Collected data
□ □ □ □

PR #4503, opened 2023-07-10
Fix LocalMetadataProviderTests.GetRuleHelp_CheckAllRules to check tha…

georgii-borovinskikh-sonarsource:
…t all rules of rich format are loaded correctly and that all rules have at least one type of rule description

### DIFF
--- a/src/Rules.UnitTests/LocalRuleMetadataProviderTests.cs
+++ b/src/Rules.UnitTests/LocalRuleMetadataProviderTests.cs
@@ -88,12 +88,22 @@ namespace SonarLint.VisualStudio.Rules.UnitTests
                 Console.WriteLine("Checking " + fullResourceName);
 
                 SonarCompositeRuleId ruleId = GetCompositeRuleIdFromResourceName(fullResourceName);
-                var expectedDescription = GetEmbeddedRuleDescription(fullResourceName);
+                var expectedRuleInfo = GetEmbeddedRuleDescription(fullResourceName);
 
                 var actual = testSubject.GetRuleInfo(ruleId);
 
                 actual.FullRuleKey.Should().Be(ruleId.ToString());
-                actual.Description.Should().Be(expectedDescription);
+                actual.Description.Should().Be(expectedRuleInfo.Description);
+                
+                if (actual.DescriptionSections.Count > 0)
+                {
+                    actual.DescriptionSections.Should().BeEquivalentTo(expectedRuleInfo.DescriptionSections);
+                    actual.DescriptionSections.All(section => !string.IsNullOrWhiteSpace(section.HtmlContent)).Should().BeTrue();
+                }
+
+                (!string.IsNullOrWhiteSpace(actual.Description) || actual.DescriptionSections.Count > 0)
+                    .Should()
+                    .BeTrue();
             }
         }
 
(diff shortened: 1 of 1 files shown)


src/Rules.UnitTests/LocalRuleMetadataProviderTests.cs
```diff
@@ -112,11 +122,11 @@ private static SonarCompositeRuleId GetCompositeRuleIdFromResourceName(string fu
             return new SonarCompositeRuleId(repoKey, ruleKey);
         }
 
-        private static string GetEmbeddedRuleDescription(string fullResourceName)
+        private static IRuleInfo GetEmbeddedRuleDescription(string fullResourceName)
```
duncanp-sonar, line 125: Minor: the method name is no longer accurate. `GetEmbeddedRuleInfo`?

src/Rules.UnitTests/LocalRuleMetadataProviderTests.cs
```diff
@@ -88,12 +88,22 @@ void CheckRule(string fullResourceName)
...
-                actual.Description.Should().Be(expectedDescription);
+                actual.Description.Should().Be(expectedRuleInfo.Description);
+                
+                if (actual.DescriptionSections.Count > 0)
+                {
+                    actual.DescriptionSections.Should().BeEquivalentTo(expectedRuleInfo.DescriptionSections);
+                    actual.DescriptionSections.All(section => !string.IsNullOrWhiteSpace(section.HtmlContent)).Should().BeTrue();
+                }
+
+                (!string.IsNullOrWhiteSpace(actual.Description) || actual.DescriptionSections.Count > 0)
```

□ □ □ □

WHAT THE EXERCISE ASKS: All of the data above needs to be written out again, exactly.

EXPECTED ANSWER:
PR #4503, opened 2023-07-10
Fix LocalMetadataProviderTests.GetRuleHelp_CheckAllRules to check tha…

georgii-borovinskikh-sonarsource:
…t all rules of rich format are loaded correctly and that all rules have at least one type of rule description

### DIFF
--- a/src/Rules.UnitTests/LocalRuleMetadataProviderTests.cs
+++ b/src/Rules.UnitTests/LocalRuleMetadataProviderTests.cs
@@ -88,12 +88,22 @@ namespace SonarLint.VisualStudio.Rules.UnitTests
                 Console.WriteLine("Checking " + fullResourceName);
 
                 SonarCompositeRuleId ruleId = GetCompositeRuleIdFromResourceName(fullResourceName);
-                var expectedDescription = GetEmbeddedRuleDescription(fullResourceName);
+                var expectedRuleInfo = GetEmbeddedRuleDescription(fullResourceName);
 
                 var actual = testSubject.GetRuleInfo(ruleId);
 
                 actual.FullRuleKey.Should().Be(ruleId.ToString());
-                actual.Description.Should().Be(expectedDescription);
+                actual.Description.Should().Be(expectedRuleInfo.Description);
+                
+                if (actual.DescriptionSections.Count > 0)
+                {
+                    actual.DescriptionSections.Should().BeEquivalentTo(expectedRuleInfo.DescriptionSections);
+                    actual.DescriptionSections.All(section => !string.IsNullOrWhiteSpace(section.HtmlContent)).Should().BeTrue();
+                }
+
+                (!string.IsNullOrWhiteSpace(actual.Description) || actual.DescriptionSections.Count > 0)
+                    .Should()
+                    .BeTrue();
             }
         }
 
(diff shortened: 1 of 1 files shown)


src/Rules.UnitTests/LocalRuleMetadataProviderTests.cs
```diff
@@ -112,11 +122,11 @@ private static SonarCompositeRuleId GetCompositeRuleIdFromResourceName(string fu
             return new SonarCompositeRuleId(repoKey, ruleKey);
         }
 
-        private static string GetEmbeddedRuleDescription(string fullResourceName)
+        private static IRuleInfo GetEmbeddedRuleDescription(string fullResourceName)
```
duncanp-sonar, line 125: Minor: the method name is no longer accurate. `GetEmbeddedRuleInfo`?

src/Rules.UnitTests/LocalRuleMetadataProviderTests.cs
```diff
@@ -88,12 +88,22 @@ void CheckRule(string fullResourceName)
...
-                actual.Description.Should().Be(expectedDescription);
+                actual.Description.Should().Be(expectedRuleInfo.Description);
+                
+                if (actual.DescriptionSections.Count > 0)
+                {
+                    actual.DescriptionSections.Should().BeEquivalentTo(expectedRuleInfo.DescriptionSections);
+                    actual.DescriptionSections.All(section => !string.IsNullOrWhiteSpace(section.HtmlContent)).Should().BeTrue();
+                }
+
+                (!string.IsNullOrWhiteSpace(actual.Description) || actual.DescriptionSections.Count > 0)
```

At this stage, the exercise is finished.